Read the records below and copy each line that contains "whether".
Entries supplied below:
PR #686, opened 2022-08-30
Enable sorting Advanced Search Results List

abalogun-dev:
### Testing 🧪
 > Click on twin id column and see if the items and arrow icon are correct
### Checklist ✔️
- [ ] Added relevant labels

### DIFF
--- a/src/Components/AdvancedSearch/Internal/AdvancedSearchResultDetailsList/AdvancedSearchResultDetailsList.tsx
+++ b/src/Components/AdvancedSearch/Internal/AdvancedSearchResultDetailsList/AdvancedSearchResultDetailsList.tsx
@@ -20,7 +20,7 @@ import {
 import { IADTTwin } from '../../../../Models/Constants';
 import { useTranslation } from 'react-i18next';
 import PropertyInspectorCallout from '../../../PropertyInspector/PropertyInspectorCallout/PropertyInspectorCallout';
-import { sortAlphabetically } from '../../../../Models/Services/Utils';
+import { ascendOrDescendSort } from '../../../../Models/Services/Utils';
 const getClassNames = classNamesFunction<
     IAdvancedSearchResultDetailsListStyleProps,
     IAdvancedSearchResultDetailsListStyles
@@ -38,10 +38,10 @@ const AdvancedSearchResultDetailsList: React.FC<IAdvancedSearchResultDetailsList
     const classNames = getClassNames(styles, {
         theme: useTheme()
     });
-    const sortKey = '$dtId';
+    const [sortKey, setSortKey] = useState<keyof IADTTwin>('$dtId');
     const [isSortedDescending, setSortDescending] = useState<boolean>(false);
     const listItems = twins.sort(
-        sortAlphabetically(sortKey, isSortedDescending)
+        ascendOrDescendSort(sortKey, isSortedDescending)
     );
 
     const staticColumns: IColumn[] = [
@@ -56,8 +56,9 @@ const AdvancedSearchResultDetailsList: React.FC<IAdvancedSearchResultDetailsList
             isPadded: true,
             onColumnClick: () => {
                 setSortDescending(
-                    isSortedDescending ? !isSortedDescending : true
+                    sortKey === '$dtId' ? !isSortedDescending : false
                 );
+                setSortKey('$dtId');
             }
         },
         {
@@ -76,7 +77,13 @@ const AdvancedSearchResultDetailsList: React.FC<IAdvancedSearchResultDetailsList
             fieldName: name,
             minWidth: 100,
             maxWidth: 150,
-            isResizable: true
+            isResizable: true,
+            onColumnClick: () => {
+                setSortDescending(
+                    sortKey === name ? !isSortedDescending : false
+                );
+                setSortKey(name);
+            }
         };
     });
 
@@ -87,7 +94,7 @@ const AdvancedSearchResultDetailsList: React.FC<IAdvancedSearchResultDetailsList
     // mark each column based on whether it's currently the one sorted
     columns.forEach((x) => {
         x.isSorted = sortKey === x.fieldName;
-        x.isSortedDescending = isSortedDescending;
+        x.isSortedDescending = x.isSorted ? isSortedDescending : false;
     });
 
     const renderItemColumn: IDetailsListProps['onRenderItemColumn'] = (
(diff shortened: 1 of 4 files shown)


src/Components/AdvancedSearch/Internal/AdvancedSearchResultDetailsList/AdvancedSearchResultDetailsList.tsx
```diff
@@ -34,11 +35,16 @@ const AdvancedSearchResultDetailsList: React.FC<IAdvancedSearchResultDetailsList
 }) => {
     const { t } = useTranslation();
     const twinCount = twins.length;
-
     const classNames = getClassNames(styles, {
         theme: useTheme()
     });
-    const columns: IColumn[] = [
+    const sortKey = '$dtId';
```
msnyder-msft, line 41: the sort key needs to live in state so that it can be updated and triggers renders when changed.

msnyder-msft:
Please add a chromatic interaction test to click the column header so that when chromatic comes back you can see the columns getting sorted.

src/Components/AdvancedSearch/Internal/AdvancedSearchResultDetailsList/AdvancedSearchResultDetailsList.tsx
abalogun-dev: Ignore this ^ @msnyder-msft . I understand now

src/Components/AdvancedSearch/Internal/AdvancedSearchResultDetailsList/AdvancedSearchResultDetailsList.tsx
```diff
@@ -68,6 +79,17 @@ const AdvancedSearchResultDetailsList: React.FC<IAdvancedSearchResultDetailsList
...
     });
+
+    const columns: IColumn[] =
+        additionalColumns.length > 0
+            ? staticColumns.concat(additionalColumns)
+            : staticColumns;
+    // mark each column based on whether it's currently the one sorted
+    columns.forEach((x) => {
+        x.isSorted = sortKey === x.fieldName;
+        x.isSortedDescending = isSortedDescending;
```
msnyder-msft, line 90: we should not set the value to isSortDescending. It should be set to false unless the columnname matches the sort key, then use the state variable. This way when you click on one column, and then another column, it always starts in the same sort order instead of being dependent on the last column's sort direction. That is how most lists work so we should follow that behavior so users have a consistent and expected experience.

src/Models/Services/Utils.ts
```diff
@@ -648,6 +648,35 @@ export function sortAlphabetically<T>(
     };
 }
 
+/**
+ * Sort function to order items from ascending or descending order, for boolean, numbers and strings. Case insensitive sort
+ * NOTE: only works when property is one layer down
+ * @param propertyName name of the property to sort on
+ * @returns Sort function to pass to `.sort()`
+ */
+export function ascendOrDescendSort<T>(
```
msnyder-msft, line 657: can we please not create yet another sort function? We already have a ton of them scattered in the app. This should functionally be the same as the sortAlphabetcially function. if you don't like that name, maybe we just rename it to this name?

abalogun-dev: yeah sortAlphabetically is not the best name anymore since it does more than strings. And i decided to make it a separate function because i was trying to take the less 'intrusive' route.

msnyder-msft: Yeah. I get that. Are you cool with just doing the rename as the last commit now that we are done reviewing and we can just delete the existing function? Otherwise it's just more cleanup later. :)

abalogun-dev: yup definitely. i'll do that now

msnyder-msft (approved):

darsney (approved):
Played with it, felt good.  I think the one thing we will want to be conscious of is the behavior on subsequent searches.  Making sure that sort order is either reset, or adhered to in subsequent searches (it appears like it is adhered to).  The thing is, the column that is used for sorting may also not be present in subsequent renders, let's make sure we handle that gracefully as well

src/Models/Services/Utils.ts
```diff
@@ -627,17 +627,32 @@ export const deleteModel = (id, data, models) => {
...
- * Sort function to order items alphabetically. Case insensitive sort
+ * Sort function to order items from ascending or descending order, for boolean, numbers and strings. Case insensitive sort
  * NOTE: only works when property is one layer down
  * @param propertyName name of the property to sort on
- * @example listItems.sort(sortAlphabetically('textPrimary'))
+ *  @example listItems.sort(sortAscendingOrDescending('textPrimary'))
  * @returns Sort function to pass to `.sort()`
  */
-export function sortAlphabetically<T>(propertyName: keyof T) {
+export function sortAscendingOrDescending<T>(
```
iremgokce, line 636: I think we should keep the old name (sortAlphabetically) but add the type of sort as second param.

src/Components/AdvancedSearch/Internal/AdvancedSearchResultDetailsList/AdvancedSearchResultDetailsList.tsx
```diff
@@ -34,11 +35,16 @@ const AdvancedSearchResultDetailsList: React.FC<IAdvancedSearchResultDetailsList
 }) => {
     const { t } = useTranslation();
     const twinCount = twins.length;
-
     const classNames = getClassNames(styles, {
         theme: useTheme()
     });
-    const columns: IColumn[] = [
+    const [sortKey, setSortKey] = useState<keyof IADTTwin>('$dtId');
```
iremgokce, line 41: can we move this '$dtId' to a const like `primarySortingKey` or something? it seems it is specialized key it would be nicer to have it in a separate value to easily change it in the future if we need to.

src/Models/Services/Utils.ts
msnyder-msft: The thinking here was that it does more than just strings so the alphabetically name is misleading. I agree that the new name is very long. We could do with `defaultSort` or `sortDescending` and then it takes a prop whether it's ascending/descening.

src/Components/AdvancedSearch/Internal/AdvancedSearchResultDetailsList/AdvancedSearchResultDetailsList.tsx
msnyder-msft: I'd almost think this deserves to be a const at the app level like we do for PrimaryTwinName.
End of Entries supplied.
Task output>
     // mark each column based on whether it's currently the one sorted
+    // mark each column based on whether it's currently the one sorted
msnyder-msft: The thinking here was that it does more than just strings so the alphabetically name is misleading. I agree that the new name is very long. We could do with `defaultSort` or `sortDescending` and then it takes a prop whether it's ascending/descening.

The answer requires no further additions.